Two distinct polyphonic settings of Deus in adiutorium intende laborantium hold places of prominence in various late thirteenth- and early fourteenth-century motet collections. One or both of these settings, notated in score, commonly appear either at the very beginning of a codex or rotulus, or at the beginning of a fascicle. The first of the two settings (hereafter Deus in adiutorium intende I) opens the first fascicle of Mo. It is based on a pre-existing liturgical trope melody, to which it adds two upper voices. The other setting (hereafter Deus in adiutorium intende II), which opens Mo 8, does not appear to use pre-existing chant material. It starts with a cauda and presents newly composed material – typical features of the conductus. How did Deus in adiutorium intende laborantium become such a characteristic opening piece? Or, in Emma Dillon's words, ‘Why was material both stylistically and functionally distinct from the main body deemed a fitting opening?’

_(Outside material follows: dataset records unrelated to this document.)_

PR #535, opened 2025-07-15
Exclude xgboost packages

bdice:
Packages for `xgboost` depend on `librmm`. However, we don't want `librmm` to be pulled in as a conda dependency. One approach to fixing this is in https://github.com/rapidsai/cuml/pull/7006 but this might be a cleaner / more minimal solution.

### DIFF
--- a/features/src/rapids-build-utils/opt/rapids-build-utils/bin/make-conda-dependencies.sh
+++ b/features/src/rapids-build-utils/opt/rapids-build-utils/bin/make-conda-dependencies.sh
@@ -161,8 +161,10 @@ make_conda_dependencies() {
             done
         done
 
+        local xgboost_packages=(xgboost py-xgboost libxgboost);
+
         # shellcheck disable=SC2207
-        local conda_noinstall=($(rapids-python-pkg-names) $(rapids-python-conda-pkg-names));
+        local conda_noinstall=($(rapids-python-pkg-names) $(rapids-python-conda-pkg-names) ${xgboost_packages[@]});
 
         # Generate a combined conda env yaml file.
         conda-merge "${conda_env_yamls[@]}"                                                                                   \


trxcllnt:
I don't think we should hard-code this here. I think we should make xgboost an optional test dependency for cuML.

bdice:
I think this is a better fix than changing cuML, because cuML developers _do_ want to have xgboost installed in the developer conda environment for running the full test suite. Its scope of impact is narrower, too.

Even aside from the current usage in cuML, xgboost is the only non-RAPIDS package that depends on RAPIDS packages I can think of, and that's fundamentally breaking for the way our devcontainers work. There's no world in which we can have `xgboost` in the unified devcontainers environment unless we retool all our build scripts to support xgboost and add it to the devcontainers.

trxcllnt:
Then cuML should generate a `test-env.yml` to install build, runtime, and test dependencies (or alternatively, have a different "build_and_run" key we can use in this script, but that's probably a bigger ask).

trxcllnt:
Putting this here will exclude xgboost from being installed in any conda devcontainer, including the one in the non-combined one in the cuML repo. Not sure that's what we want.

jameslamb:
> _We reused the existing `all` key for devcontainers, but the primary purpose is for developer conda environments (not related to devcontainer usage)._

I think it could be useful to be able to set `dependencies.yaml` keys in the matrix, like this:

https://github.com/rapidsai/devcontainers/blob/0e927a99e207be250dfae06f1c5a7885898b9b70/features/src/rapids-build-utils/opt/rapids-build-utils/manifest.yaml#L177-L179

becoming this:

```yaml
 - name: cuml 
   path: cuml 
   git: {<<: *git_defaults, repo: cuml}
   dependency-file-generator-keys:
     - devcontainer
```

Then we could make devcontainers-specific choices project-by-project without affecting anything else about the projects.

But I'm not personally offering to implement that and not asking you to @bdice .

I've said what I need to here, I'm going to take myself out of this discussion. Merge whichever of these PRs (this or the `cuml` one) you want based on what you've heard in these discussions.

PR #536, opened 2025-07-16
Support repository dependency_keys in manifest.yaml

bdice:
This PR isolates a change from @trxcllnt in #479 so that we can unblock CI on this repository.

We need this so we can exclude `xgboost` from cuML's dependency list, since `libxgboost` brings in `librmm` conda packages, and that breaks devcontainers building everything from source.

Closes #535.

This temporarily breaks cuML devcontainers because it does not include the cuML test dependencies, but it unblocks cuML CI.

Planned follow-up actions:
- Create a cuML dependency file key called `devcontainers` with everything except `xgboost`
- Update the `manifest.yaml` to use that file key instead of the current set of keys (if the cuML PR merges first, we can modify this PR instead of needing a follow-up)

### DIFF
--- a/features/src/rapids-build-utils/opt/rapids-build-utils/bin/make-conda-dependencies.sh
+++ b/features/src/rapids-build-utils/opt/rapids-build-utils/bin/make-conda-dependencies.sh
@@ -45,7 +45,6 @@ make_conda_dependencies() {
 
     test ${#exclude[@]} -eq 0 && exclude=();
     test ${#include[@]} -eq 0 && include=();
-    test ${#key[@]} -eq 0 && key=(all);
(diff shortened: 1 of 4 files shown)


jameslamb (approved):
Thank you for considering this and to @trxcllnt for implementing it.

I agree, we need to get this onto `branch-25.08` and unblock CI.

jameslamb:
Every time you update one of the devcontainers features, you have to update the version to ensure it's published:

https://github.com/rapidsai/devcontainers/blob/0e927a99e207be250dfae06f1c5a7885898b9b70/features/src/rapids-build-utils/devcontainer-feature.json#L4

I just pushed https://github.com/rapidsai/devcontainers/pull/536/commits/c82f309868fb457e5ebb0414d2024adc882818cb doing that here.

PR #538, opened 2025-07-17
Add `cu++filt` package to windows devcontainer

davebayer:
In #530 I forgot to update the windows devcontainer, too. This PR adds the `cuxxfilt` package to windows devcontainer. The package is only couple of kBs


trxcllnt:
No, they're unrelated

PR #549, opened 2025-07-31
CCCL: Add gcc-15

alliepiper:
- Remove redundant images
- Add gcc15

_Marked as draft, ppas don't have packages yet_


trxcllnt:
I think this is addressed by https://github.com/rapidsai/devcontainers/pull/516, feel free to reopen if not.

PR #561, opened 2025-08-14
set glab cli git protocol to GIT_PROTOCOL

msarahan:
We currently can't use https protocol, which is hindering internal DLFW projects. I think this should fix things, and also brings things into parity with the github cli.


jameslamb (approved):
cool cool makes sense to me!

PR #611, opened 2025-11-11
Add libc++ to our clang devcontainers

miscco:
We also want to test clang-cuda against libc++ because that is a common use case from one of our customers


trxcllnt:
Need to update the devcontainer feature version

PR #628, opened 2025-12-04
Fix nvhpc modules

trxcllnt:


features/test/nvhpc/scenarios.json
```diff
@@ -0,0 +1,34 @@
...
+      }
+    }
+  },
+  "nvhpc_25_11": {
+    "image": "ubuntu:24.04",
+    "features": {
+      "nvhpc": {
+        "version": "25.11"
+      }
+    }
```
alliepiper: Does this framework support testing with the default/latest version, so we can catch these in the future?

PR #634, opened 2025-12-11
Add messages to identify which builds/tests are happening

bdice:
Sometimes when I run `build-all -j0` I have a hard time identifying which library is building (the name doesn't always appear clearly in the output). This adds a message prior to building or running tests to help clarify.


trxcllnt (changes requested):
Need to bump feature version, but other than that this is fine

bdice:
Bumped the version. This should be mergeable.

PR #636, opened 2025-12-14
Add CUDA 13.1 support

bdice:
## Summary
- Update `cuda_curr_max_rapids` to CUDA 13.1 in matrix.yml
- Add cuda13.1-conda and cuda13.1-pip devcontainer configurations
- Update build-all-rapids-repos.yml to use CUDA 13.1

Part of https://github.com/rapidsai/build-planning/issues/236

## Dependencies

This depends on all RAPIDS libraries having CUDA 13.1 in their `dependencies.yaml`.


jameslamb:
cuVS build errors here should hopefully be fixed by https://github.com/rapidsai/cuvs/pull/1686

```text
CMake Error in CMakeLists.txt:
  export called with target "cuvs_static" which requires target "CUTLASS"
  that is not in any export set.
```

([build link](https://github.com/rapidsai/devcontainers/actions/runs/20831321270/job/59845970825?pr=636#step:9:8170))

PR #567, opened 2016-10-24
Add the ability to set a custom verification time on X509Store

tsileo:
This PR add a `set_time` methods on `OpenSSL.crypto.X509Store`.

This new methods:
- create a `X509_VERIFY_PARAM`
- "set" the given time (a `datetime.datetime` instance)
- and finally "set" the param on the `X509Store`

One things I'm worried about is if the `X509_VERIFY_PARAM` should be "gc"ed manually? or it will be cleaned when the `X509Store` will be "gc"ed?

I chose to implement the method on `X509Store` because it's more convenient to set the time only once on the store, and then verify multiple certificates (instead of having to set it in each `X509StoreContext`).

Thanks!

### DIFF
--- a/src/OpenSSL/crypto.py
+++ b/src/OpenSSL/crypto.py
@@ -1524,7 +1524,7 @@ class X509Store(object):
         .. versionadded: 16.3.0
 
         :param datetime vfy_time: The verification time to set on this store.
-        :return: ``None`` if the verification time were successfully set.
+        :return: ``None`` if the verification time was successfully set.
         """
         param = _lib.X509_VERIFY_PARAM_new()
         param = _ffi.gc(param, _lib.X509_VERIFY_PARAM_free)
--- a/src/OpenSSL/crypto.py
+++ b/src/OpenSSL/crypto.py
@@ -1514,12 +1514,12 @@ class X509Store(object):
 
         :param int flags: The verification flags to set on this store.
             See :class:`X509StoreFlags` for available constants.
-        :return: ``None`` if the verification flags were successfully set.
         """
         _openssl_assert(_lib.X509_STORE_set_flags(self._store, flags) != 0)
 
     def set_time(self, vfy_time):
-        """Set verification time to this store.
+        """
+        Set verification time to this store.
 
         .. versionadded: 16.3.0
 
--- a/src/OpenSSL/crypto.py
+++ b/src/OpenSSL/crypto.py
@@ -1520,9 +1520,15 @@ class X509Store(object):
 
     def set_time(self, vfy_time):
         """
-        Set verification time to this store.
+        Set the time against which the certificates are verified.
 
-        .. versionadded: 16.3.0
+        Normally the current time is used.
+
+        .. note::
+
+          For example, you can determine if a certificate was valid at a given time.
+
+        .. versionadded:: 16.3.0
 
         :param datetime vfy_time: The verification time to set on this store.
         :return: ``None`` if the verification time was successfully set.
--- a/src/OpenSSL/crypto.py
+++ b/src/OpenSSL/crypto.py
@@ -1514,6 +1514,7 @@ class X509Store(object):
 
         :param int flags: The verification flags to set on this store.
             See :class:`X509StoreFlags` for available constants.
+        :return: ``None`` if the verification flags were successfully set.
         """
         _openssl_assert(_lib.X509_STORE_set_flags(self._store, flags) != 0)
 
--- a/src/OpenSSL/crypto.py
+++ b/src/OpenSSL/crypto.py
@@ -1518,6 +1518,18 @@ class X509Store(object):
         """
         _openssl_assert(_lib.X509_STORE_set_flags(self._store, flags) != 0)
 
+    def set_time(self, vfy_time):
+        """Set verification time to this store.
+
+        .. versionadded: 16.3.0
+
+        :param datetime vfy_time: The verification time to set on this store.
+        :return: ``None`` if the verification time were successfully set.
+        """
+        vfy_param = _lib.X509_VERIFY_PARAM_new()
+        _lib.X509_VERIFY_PARAM_set_time(vfy_param, int(vfy_time.strftime('%s')))
+        _openssl_assert(_lib.X509_STORE_set1_param(self._store, vfy_param) != 0)
+
 
 X509StoreType = X509Store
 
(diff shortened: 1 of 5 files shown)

While the choice of the different three-part settings of Deus in adiutorium intende in Mo 1 and Mo 8 led Yvonne Rokseth to argue for the eighth fascicle having originally been an independent manuscript,4 Dillon considers this choice to be central to the devotional framework of the whole codex. In her monograph The Sense of Sound, she sees the opening folio of Mo's first fascicle as ‘a miniature devotional exercise, readying the reader to embark on prayer’. The reappearance of the same trope in a different setting at the beginning of the last fascicle completes this experience.
Dillon emphasizes the ‘new media of prayer books’ flourishing during the middle of the thirteenth century. She discusses various examples of books of hours, many of which open with the (untroped) versicle Deus in adiutorium meum intende. This approach, however, does not differentiate clearly enough between the two different instantiations of Deus in adiutorium meum intende and its trope Deus in adiutorium intende laborantium, nor does it take a closer look at the connections between motet collections and books of hours. Thus, Dillon's statement that Deus in adiutorium ‘serves a bibliographic function’ and has a ‘meditative potential – as a ruminative space’ remains slightly vague. More importantly, the geographical patterns of transmission of the different polyphonic settings, as well as the monophonic trope on which one of the two settings is based, have been neglected in this discourse and are considered in more detail in this article.